# Fresh snow - board's not sliding very well :(



## Le tItS now (Nov 2, 2015)

So the forum won't let me simply search for "wax" in the titles of threads (I guess the word's too short) and can't find any info, so figured I'd post it. Sorry if this has been asked before.

Just moved to Colorado and got out riding 8 times so far. Sunday was my first day riding on actual fresh snow (Keystone got about a foot and a half the 2 days before I went). It felt like my board was actually sticking to the stuff and it was driving me nuts. I hot waxed my board before I went, and use the Hertel Super Hot Sauce all-temp wax. This wax was fine for east coast riding, but do I need to change it up for out here?? Or is that just normal for fresh snow and I just need to stick to steeper slopes to keep moving? I found it really strange.


----------



## zk0ot (Nov 9, 2009)

fresh snow is the stickiest... so if youre feeling some friction thats a normal-ish... make sure your scraping the wax off very well.


----------



## dfitz364 (Jan 10, 2014)

Is it possible it wasn't fully scraped? I know my boards can get like that if I don't scrape them completely? My only other guess would be try matching the wax to the temperature you are going to ride in? That or your board could just need a solid base grind. Those would be my guesses, but then again Ohio doesn't get anything that resembles this "powder" people speak of >


----------



## Le tItS now (Nov 2, 2015)

Ha! The "powder" is real, I promise! Came from riding Pennsylvania myself, so I understand questioning it's existence!
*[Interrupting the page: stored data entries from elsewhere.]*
PR #547, opened 2026-07-09
Allow min_members parameter use

tlogan2000:
## Overview

Changes:

Exposes a new input parameter `min_members` for ensemble processes, allowing users to specify the minimum number of ensemble members required for calculations. This allows users to ensure that results are only produced when a sufficient number of members are available, enhancing the reliability of the output.


Zeitsperre (approved):
LGTM

PR #551, opened 2026-08-19
Drop lxml

### LINKED ISSUE #550: Replace `lxml` in development deps or remove from conda env

aulemahal:
## Overview

This PR fixes #550

Changes:

* Remove `lxml` as a dependency, replace with built-in  `xml.etree.ElementTree`. We were using two functions from `lxml`, without any of the added features.
* `xml.etree.ElementTree` is vulnerable to some well known attacks and `ruff` was warning about it. However, we only use it in the tests and with xml sources we generated ourselves. So I disabled the warnings.

## Additional Information
~However, `lxml` is dependency of `pywps`.  This PR makes it so WE don't _explicitly_ install it, but it is still present in the environment, the responsibility is shifted upstream.~

### DIFF
--- a/environment.yml
+++ b/environment.yml
@@ -44,7 +44,6 @@ dependencies:
   - flake8-rst-docstrings >=0.4.0
   - flit >=3.11.0,<4.0
   - geojson
-  - lxml
   - nbsphinx >=0.9.8
   - nbval >=0.10.0
   - owslib
--- a/pyproject.toml
+++ b/pyproject.toml
@@ -73,7 +73,6 @@ dev = [
   "flake8-rst-docstrings >=0.4.0",
   "flit >=3.11.0,<4.0",
   "geojson",
-  "lxml",
   "matplotlib >=3.5.0",
   "nbconvert",
   "nbsphinx>=0.9.5",
@@ -323,7 +322,9 @@ ignore = [
   "COM", # commas
   "D205", # blank-line-after-summary
   "D400", # ends-in-period
-  "D401" # non-imperative-mood
+  "D401", # non-imperative-mood
+  "S314", # suspicious-xml-element-tree-usage
+  "S405" # suspicious-xml-etree-import
 ]
 preview = true
 select = [
--- a/tests/_common.py
+++ b/tests/_common.py
@@ -50,12 +50,12 @@ def get_output(doc):  # noqa: D103
     return output
 
 
-def get_metalinks(doc: xml.etree.ElementTree):
+def get_metalinks(doc: xml.etree.ElementTree.Element):
     """Return a dictionary of metaurls found in metalink XML, keyed by their file name.
 
     Parameters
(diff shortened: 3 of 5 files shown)


aulemahal:
Wait. @Zeitsperre , isn't lxml under BSD ?
https://github.com/lxml/lxml/blob/b946302cb9eb3e378150f69720ffdb40cc8c314f/LICENSE.txt

Zeitsperre:
Jesus. It is, but it looks like their docs aren't:
image

Zeitsperre:
@aulemahal This is still an improvement in all honesty. We rely far too much on some packages that provide one feature that can be rewritten using standard lib.

Zeitsperre (approved):

fmigneault:
I wasn't on the review, so could not flag sooner. Saw it through reference in https://github.com/bird-house/finch/pull/549

Why is it removed?
`lxml` is way more secure with default limits/restrictions and much more efficient at parsing than native `xml`. 

- https://lxml.de/FAQ.html#is-lxml-vulnerable-to-xml-bombs
- https://lxml.de/performance.html

The flagged `xml.etree.ElementTree` are precisely what `lxml` guards against.
The proper way is to use the following, not use the direct `ElementTree` reference.

```python
from lxml import etree
# Create a custom parser with security settings enforced
parser = etree.XMLParser(
    resolve_entities=False,  # Block local file inclusions (XXE)
    no_network=True,        # Block external network calls
    huge_tree=False         # Keep memory boundaries active
)

# Parse the untrusted data using your restricted parser
tree = etree.fromstring(untrusted_xml_data, parser=parser)
```

Zeitsperre:
> I wasn't on the review, so could not flag sooner. Saw it through reference in #549
> 
> Why is it removed? `lxml` is way more secure with default limits/restrictions and much more efficient at parsing than native `xml`.

I was under the impression from the FOSSA analysis that this library was under a different license.

@aulemahal Sorry for the blunder; I jumped the gun on this and will need to revert those changes.

aulemahal:
No issue. I would still point out that our use of `xml.etree.ElementTree` was safe as it was only ingesting xml from known and trusted sources. But indeed, if `lxml` is already there and usable, we should use it.

PR #11, opened 2026-04-14
feat: cumulative_tokens column for O(1) context windowing

eumemic:
## Summary

- Add `cumulative_tokens` column to the events table — a running total of approximate token counts through each message event, maintained at insert time
- The read path computes the chunked-window snap boundary from a single index seek and loads only the windowed tail, replacing the O(N) full-scan with O(W) where W = window size
- `build_messages` no longer performs windowing itself — it receives pre-windowed events from the DB layer

## Key changes

- **`harness/tokens.py`**: Extract `approx_tokens` to shared module (avoids circular dep between queries.py and context.py)
- **Migration 0012**: Nullable `bigint` column + partial index on `(session_id, cumulative_tokens) WHERE kind = 'message'`
- **`append_event`**: Compute cumulative_tokens for message events inside the existing transaction + row lock
- **`read_windowed_events`**: Snap math in SQL with NULL fallback for pre-backfill safety
- **`build_messages`**: Remove `window_min`/`window_max`/`model` params, receive pre-windowed events
- **`loop.py`**: Use `read_windowed_events` instead of `read_message_events`
- **Backfill script**: `scripts/backfill_cumulative_tokens.py` for existing sessions (idempotent)

## Prerequisite

Depends on the monotonic `build_messages` refactor landing first (tool results in seq order, not reordered to parent). Without that, the DB-level window boundary diverges slightly from the Python-level boundary. With it, the two are equivalent.

## Test plan

- [x] `uv run mypy src` passes
- [x] `uv run ruff check src tests && uv run ruff format --check src tests` passes
- [x] `uv run pytest tests/unit -q` — 370 tests pass (7 new in `test_tokens.py`)
- [ ] `uv run alembic upgrade head` — migration applies cleanly
- [ ] `python scripts/backfill_cumulative_tokens.py` — backfill completes
- [ ] E2E: multi-turn session populates `cumulative_tokens`, windowed reads return correct tail


eumemic:
### Code review

Issue #29, opened 2026-04-16
Connectors and channels: first-class support for multi-platform messaging


eumemic:
## Overview

Add first-class support for **connectors** (platform integrations like Signal, Slack, Discord) and **channels** (specific conversations on those platforms) to aios. The key value-add over existing systems (openclaw, hermes-agent): the user configures the channel→session topology declaratively, and can mix 1-to-1 (agent-per-chat) and many-to-1 (personal-assistant-style) topologies freely.

This is an umbrella issue tracking the overall design. Child issues will be filed for each phase as they're fleshed out.

## Terminology

- **Connector**: Platform integration class — signal, slack, discord, etc. A type label, not a resource.
- **Connection**: A registered (connector, account) instance. First-class CRUD resource. Has its own MCP URL and vault. Multiple accounts on the same platform = multiple connections.
- **Channel**: A specific chat within a connection (DM, group, Slack channel+thread). Addressed as path: \`<connector>/<account>/<chat_id>\` (segments beyond account are connector-defined).
- **Binding**: channel address → session mapping. First-class CRUD resource.
- **Rule**: glob pattern → target. Auto-populates bindings on inbound messages.
- **Session**: An agent session with a mind. User configures which channels route to which sessions via bindings/rules.

### Connectors are external processes

A connector is an external process (not an in-process plugin) that plays three roles:

1. **Long-running daemon** managing its platform connection (e.g., signal-cli daemon, Slack WebSocket, Discord gateway)
2. **aios API client** — posts inbound messages to a connection-addressed endpoint
3. **MCP server** — exposes platform tools (\`signal_send\`, \`slack_send\`, etc.) that the aios worker calls via streamable HTTP

Connectors do NOT have direct Postgres access. They interact with aios exclusively through the HTTP API and by serving MCP.

### Connections

A connection represents a registered (connector, account) instance:

\`\`\`
POST /v1/connections
{
  \"connector\": \"signal\",
  \"account\": \"<account_uuid>\",
  \"mcp_url\": \"http://localhost:9100\",
  \"vault\": \"vlt_xyz\"
}
\`\`\`

Each running signal-cli daemon, Slack workspace app, etc. gets one connection registered. Account IDs are determined externally by the platform (e.g., Signal's account UUID), not chosen by the user.

### Channel addresses

Channel addresses are path strings with a standard prefix:
- \`<connector>/<account>/<chat_id>\` for 3-segment connectors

Definitely scraped it all off really well, and then followed up with a horse hair brush like I always do. Been hot waxing my own boards for 20+ years but this was a strange one. I guess the conditions were just right where it didn't agree with my wax. 

May have to hit up Clark W. Griswald for some non-caloric, silicon-based kitchen lubricant...


----------



## dfitz364 (Jan 10, 2014)

Le tItS now said:


> Ha! The "powder" is real, I promise! Came from riding Pennsylvania myself, so I understand questioning it's existence!
> 
> Definitely scraped it all off really well, and then followed up with a horse hair brush like I always do. Been hot waxing my own boards for 20+ years but this was a strange one. I guess the conditions were just right where it didn't agree with my wax.
> 
> May have to hit up Clark W. Griswald for some non-caloric, silicon-based kitchen lubricant...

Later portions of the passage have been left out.